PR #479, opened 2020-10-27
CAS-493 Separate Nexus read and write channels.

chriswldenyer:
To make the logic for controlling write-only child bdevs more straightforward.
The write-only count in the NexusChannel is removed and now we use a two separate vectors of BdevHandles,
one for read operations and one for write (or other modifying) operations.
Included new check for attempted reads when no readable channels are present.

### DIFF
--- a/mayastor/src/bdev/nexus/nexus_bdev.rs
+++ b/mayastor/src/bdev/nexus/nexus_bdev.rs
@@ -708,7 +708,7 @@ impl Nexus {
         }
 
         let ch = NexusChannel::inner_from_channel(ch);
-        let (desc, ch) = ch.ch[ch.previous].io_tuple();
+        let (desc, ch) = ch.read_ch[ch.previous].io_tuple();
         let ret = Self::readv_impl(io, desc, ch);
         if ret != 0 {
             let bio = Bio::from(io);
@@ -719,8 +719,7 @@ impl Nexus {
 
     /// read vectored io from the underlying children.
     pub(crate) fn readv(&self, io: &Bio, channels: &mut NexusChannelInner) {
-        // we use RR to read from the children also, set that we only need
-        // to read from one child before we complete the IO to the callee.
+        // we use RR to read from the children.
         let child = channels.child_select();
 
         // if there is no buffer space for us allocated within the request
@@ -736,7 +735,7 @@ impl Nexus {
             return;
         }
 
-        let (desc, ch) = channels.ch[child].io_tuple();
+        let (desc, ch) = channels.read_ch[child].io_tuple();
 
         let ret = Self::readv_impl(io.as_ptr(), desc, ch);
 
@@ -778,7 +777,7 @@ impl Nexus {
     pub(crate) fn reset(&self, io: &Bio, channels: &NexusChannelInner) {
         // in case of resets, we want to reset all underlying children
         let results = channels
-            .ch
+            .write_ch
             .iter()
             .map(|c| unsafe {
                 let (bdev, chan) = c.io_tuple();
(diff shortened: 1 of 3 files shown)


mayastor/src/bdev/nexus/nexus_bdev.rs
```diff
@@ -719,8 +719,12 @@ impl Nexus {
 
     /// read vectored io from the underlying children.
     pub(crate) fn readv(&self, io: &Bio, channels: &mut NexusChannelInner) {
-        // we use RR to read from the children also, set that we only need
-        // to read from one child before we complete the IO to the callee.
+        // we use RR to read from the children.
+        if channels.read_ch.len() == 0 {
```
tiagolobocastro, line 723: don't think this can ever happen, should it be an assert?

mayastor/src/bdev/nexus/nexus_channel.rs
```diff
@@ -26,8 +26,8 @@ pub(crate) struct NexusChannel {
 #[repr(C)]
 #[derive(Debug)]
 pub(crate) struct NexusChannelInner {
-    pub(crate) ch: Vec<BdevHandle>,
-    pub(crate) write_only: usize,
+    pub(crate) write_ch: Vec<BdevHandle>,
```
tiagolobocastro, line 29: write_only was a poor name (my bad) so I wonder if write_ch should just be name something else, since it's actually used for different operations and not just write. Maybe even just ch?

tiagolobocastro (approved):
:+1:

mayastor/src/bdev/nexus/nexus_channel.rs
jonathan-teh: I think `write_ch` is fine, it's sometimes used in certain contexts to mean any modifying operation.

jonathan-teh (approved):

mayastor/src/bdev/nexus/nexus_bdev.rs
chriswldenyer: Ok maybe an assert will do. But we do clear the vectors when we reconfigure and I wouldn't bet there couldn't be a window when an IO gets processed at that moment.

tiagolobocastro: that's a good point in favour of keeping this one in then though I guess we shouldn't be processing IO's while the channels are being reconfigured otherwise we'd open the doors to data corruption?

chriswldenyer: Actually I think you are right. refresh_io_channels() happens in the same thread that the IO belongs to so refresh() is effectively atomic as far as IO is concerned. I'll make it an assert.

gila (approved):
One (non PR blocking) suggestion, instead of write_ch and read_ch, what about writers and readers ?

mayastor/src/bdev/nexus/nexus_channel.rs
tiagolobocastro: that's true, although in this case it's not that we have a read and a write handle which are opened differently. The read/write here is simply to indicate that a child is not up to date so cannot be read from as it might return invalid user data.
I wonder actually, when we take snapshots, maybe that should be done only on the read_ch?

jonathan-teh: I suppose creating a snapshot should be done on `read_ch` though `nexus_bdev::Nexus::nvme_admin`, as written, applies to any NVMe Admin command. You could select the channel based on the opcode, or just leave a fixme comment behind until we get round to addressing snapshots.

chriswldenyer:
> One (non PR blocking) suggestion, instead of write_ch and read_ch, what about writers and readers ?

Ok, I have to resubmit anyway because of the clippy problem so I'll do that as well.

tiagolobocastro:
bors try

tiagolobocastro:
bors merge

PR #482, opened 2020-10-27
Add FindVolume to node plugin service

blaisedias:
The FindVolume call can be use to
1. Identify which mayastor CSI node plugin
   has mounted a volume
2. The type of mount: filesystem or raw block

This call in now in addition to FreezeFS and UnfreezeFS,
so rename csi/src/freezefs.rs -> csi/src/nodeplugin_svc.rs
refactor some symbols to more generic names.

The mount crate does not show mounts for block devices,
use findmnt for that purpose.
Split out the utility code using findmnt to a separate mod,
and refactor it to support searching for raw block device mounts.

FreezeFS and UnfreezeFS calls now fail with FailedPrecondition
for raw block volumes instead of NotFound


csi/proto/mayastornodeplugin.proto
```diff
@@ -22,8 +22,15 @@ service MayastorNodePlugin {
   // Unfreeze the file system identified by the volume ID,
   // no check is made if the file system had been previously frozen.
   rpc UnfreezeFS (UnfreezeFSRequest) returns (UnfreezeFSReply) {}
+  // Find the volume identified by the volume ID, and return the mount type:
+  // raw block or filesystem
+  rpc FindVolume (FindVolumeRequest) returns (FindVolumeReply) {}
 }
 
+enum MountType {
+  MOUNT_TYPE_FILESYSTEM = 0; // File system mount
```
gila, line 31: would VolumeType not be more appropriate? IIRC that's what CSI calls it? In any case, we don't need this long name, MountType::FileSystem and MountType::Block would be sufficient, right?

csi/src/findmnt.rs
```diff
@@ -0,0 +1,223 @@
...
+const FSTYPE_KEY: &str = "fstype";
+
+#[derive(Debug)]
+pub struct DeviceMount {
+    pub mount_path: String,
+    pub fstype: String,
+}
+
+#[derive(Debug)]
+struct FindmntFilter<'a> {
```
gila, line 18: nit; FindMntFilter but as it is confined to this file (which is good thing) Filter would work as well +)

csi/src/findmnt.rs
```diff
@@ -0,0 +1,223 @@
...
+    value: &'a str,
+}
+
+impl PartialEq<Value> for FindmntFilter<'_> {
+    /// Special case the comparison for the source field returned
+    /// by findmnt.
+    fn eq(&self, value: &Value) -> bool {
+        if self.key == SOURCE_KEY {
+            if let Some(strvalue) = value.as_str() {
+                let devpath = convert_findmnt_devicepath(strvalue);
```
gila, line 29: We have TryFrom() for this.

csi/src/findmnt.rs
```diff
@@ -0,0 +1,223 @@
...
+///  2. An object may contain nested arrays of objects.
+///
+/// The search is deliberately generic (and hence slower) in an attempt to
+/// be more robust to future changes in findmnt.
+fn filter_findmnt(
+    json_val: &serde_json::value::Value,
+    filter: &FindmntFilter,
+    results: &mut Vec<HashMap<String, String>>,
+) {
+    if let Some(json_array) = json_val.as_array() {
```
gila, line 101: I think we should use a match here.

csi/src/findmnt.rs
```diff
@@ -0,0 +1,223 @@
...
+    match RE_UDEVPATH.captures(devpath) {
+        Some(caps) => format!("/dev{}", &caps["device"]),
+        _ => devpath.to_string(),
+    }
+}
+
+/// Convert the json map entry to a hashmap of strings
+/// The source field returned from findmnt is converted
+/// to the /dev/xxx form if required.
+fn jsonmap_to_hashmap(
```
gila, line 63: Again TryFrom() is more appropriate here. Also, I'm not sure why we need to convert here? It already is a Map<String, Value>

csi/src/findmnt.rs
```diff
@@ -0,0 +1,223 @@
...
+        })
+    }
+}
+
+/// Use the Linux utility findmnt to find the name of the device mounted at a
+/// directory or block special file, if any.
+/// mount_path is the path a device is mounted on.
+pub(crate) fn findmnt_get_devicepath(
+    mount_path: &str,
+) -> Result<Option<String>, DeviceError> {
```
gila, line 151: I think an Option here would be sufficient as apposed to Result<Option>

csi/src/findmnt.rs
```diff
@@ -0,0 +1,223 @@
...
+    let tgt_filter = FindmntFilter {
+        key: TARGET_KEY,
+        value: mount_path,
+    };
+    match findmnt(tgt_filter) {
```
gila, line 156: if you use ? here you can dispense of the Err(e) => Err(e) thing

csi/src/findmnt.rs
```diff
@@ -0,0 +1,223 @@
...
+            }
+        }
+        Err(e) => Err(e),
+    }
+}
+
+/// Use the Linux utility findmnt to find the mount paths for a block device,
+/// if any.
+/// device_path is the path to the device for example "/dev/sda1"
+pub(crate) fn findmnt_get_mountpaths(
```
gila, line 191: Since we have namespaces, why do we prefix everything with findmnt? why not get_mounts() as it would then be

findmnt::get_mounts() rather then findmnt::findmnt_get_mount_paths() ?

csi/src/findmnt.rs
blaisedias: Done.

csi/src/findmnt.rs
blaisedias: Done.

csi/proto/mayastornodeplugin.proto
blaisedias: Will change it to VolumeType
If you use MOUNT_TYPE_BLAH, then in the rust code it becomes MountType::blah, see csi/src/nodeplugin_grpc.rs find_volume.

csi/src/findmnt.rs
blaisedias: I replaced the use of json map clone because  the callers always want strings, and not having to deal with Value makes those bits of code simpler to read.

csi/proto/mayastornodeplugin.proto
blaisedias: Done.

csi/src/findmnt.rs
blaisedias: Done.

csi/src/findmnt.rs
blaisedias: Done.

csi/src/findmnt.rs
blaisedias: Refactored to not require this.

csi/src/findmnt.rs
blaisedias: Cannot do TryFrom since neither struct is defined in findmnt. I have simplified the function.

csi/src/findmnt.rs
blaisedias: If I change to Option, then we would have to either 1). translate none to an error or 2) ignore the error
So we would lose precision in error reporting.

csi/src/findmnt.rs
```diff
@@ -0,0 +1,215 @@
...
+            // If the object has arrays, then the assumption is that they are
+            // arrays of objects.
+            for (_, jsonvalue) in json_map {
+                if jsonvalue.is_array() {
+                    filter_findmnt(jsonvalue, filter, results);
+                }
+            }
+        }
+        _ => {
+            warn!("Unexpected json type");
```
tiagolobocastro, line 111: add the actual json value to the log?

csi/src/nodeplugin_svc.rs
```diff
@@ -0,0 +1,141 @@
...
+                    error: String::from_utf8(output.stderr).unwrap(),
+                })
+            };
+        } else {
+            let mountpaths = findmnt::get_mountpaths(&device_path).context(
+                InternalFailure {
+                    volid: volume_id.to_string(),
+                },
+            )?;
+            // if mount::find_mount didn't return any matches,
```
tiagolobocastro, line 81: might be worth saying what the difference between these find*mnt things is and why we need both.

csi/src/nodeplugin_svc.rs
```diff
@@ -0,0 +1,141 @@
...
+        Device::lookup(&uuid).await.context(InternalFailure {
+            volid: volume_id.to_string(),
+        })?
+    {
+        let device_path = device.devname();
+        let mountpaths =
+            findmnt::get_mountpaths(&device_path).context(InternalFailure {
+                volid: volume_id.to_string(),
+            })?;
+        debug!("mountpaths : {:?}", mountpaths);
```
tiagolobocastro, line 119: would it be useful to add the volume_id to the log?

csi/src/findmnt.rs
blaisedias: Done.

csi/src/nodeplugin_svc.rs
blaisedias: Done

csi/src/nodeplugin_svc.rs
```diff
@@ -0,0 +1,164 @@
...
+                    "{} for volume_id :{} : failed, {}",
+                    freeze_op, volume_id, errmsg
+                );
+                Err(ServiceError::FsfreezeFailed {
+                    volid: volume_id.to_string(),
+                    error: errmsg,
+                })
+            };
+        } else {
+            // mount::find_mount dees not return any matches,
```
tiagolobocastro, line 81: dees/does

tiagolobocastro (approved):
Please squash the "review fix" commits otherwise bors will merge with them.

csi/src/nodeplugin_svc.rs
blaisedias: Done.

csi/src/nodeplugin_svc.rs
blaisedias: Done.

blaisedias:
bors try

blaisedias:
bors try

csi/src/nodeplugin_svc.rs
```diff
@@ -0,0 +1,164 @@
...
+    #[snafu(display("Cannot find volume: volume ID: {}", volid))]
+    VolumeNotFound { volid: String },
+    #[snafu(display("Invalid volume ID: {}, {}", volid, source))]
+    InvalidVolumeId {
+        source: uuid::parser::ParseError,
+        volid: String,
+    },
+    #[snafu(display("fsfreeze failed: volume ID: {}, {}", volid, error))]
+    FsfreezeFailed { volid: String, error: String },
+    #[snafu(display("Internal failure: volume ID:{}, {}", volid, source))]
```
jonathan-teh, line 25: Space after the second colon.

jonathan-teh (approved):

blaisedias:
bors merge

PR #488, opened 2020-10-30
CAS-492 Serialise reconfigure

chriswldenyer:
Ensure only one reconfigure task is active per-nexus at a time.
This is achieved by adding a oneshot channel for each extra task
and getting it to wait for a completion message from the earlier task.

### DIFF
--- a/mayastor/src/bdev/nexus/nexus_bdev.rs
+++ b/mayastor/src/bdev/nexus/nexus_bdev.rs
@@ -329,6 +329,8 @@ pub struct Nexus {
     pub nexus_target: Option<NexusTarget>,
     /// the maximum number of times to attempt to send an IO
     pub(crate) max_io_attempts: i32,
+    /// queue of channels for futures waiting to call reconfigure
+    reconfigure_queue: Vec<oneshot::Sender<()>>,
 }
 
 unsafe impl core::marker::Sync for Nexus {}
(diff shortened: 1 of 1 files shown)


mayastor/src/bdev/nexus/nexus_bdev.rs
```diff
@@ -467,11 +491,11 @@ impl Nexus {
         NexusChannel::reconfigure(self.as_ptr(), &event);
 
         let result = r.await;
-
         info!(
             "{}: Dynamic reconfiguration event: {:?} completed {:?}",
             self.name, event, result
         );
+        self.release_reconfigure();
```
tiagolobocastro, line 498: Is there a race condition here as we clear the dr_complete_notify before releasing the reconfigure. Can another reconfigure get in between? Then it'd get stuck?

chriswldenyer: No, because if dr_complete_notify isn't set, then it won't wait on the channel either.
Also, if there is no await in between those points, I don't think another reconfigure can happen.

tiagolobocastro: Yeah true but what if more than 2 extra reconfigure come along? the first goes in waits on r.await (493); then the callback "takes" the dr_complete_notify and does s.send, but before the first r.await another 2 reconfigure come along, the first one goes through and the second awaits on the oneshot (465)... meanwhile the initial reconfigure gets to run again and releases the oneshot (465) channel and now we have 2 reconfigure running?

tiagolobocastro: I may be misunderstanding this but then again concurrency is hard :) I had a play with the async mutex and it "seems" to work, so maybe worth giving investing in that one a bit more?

____________________

YOUR INSTRUCTIONS:
Print the records above verbatim from their first line to the line containing "let ch = NexusChannel::inner_from_channel(ch);", both included, and stop there.

EXPECTED ANSWER:
PR #479, opened 2020-10-27
CAS-493 Separate Nexus read and write channels.

chriswldenyer:
To make the logic for controlling write-only child bdevs more straightforward.
The write-only count in the NexusChannel is removed and now we use a two separate vectors of BdevHandles,
one for read operations and one for write (or other modifying) operations.
Included new check for attempted reads when no readable channels are present.

### DIFF
--- a/mayastor/src/bdev/nexus/nexus_bdev.rs
+++ b/mayastor/src/bdev/nexus/nexus_bdev.rs
@@ -708,7 +708,7 @@ impl Nexus {
         }
 
         let ch = NexusChannel::inner_from_channel(ch);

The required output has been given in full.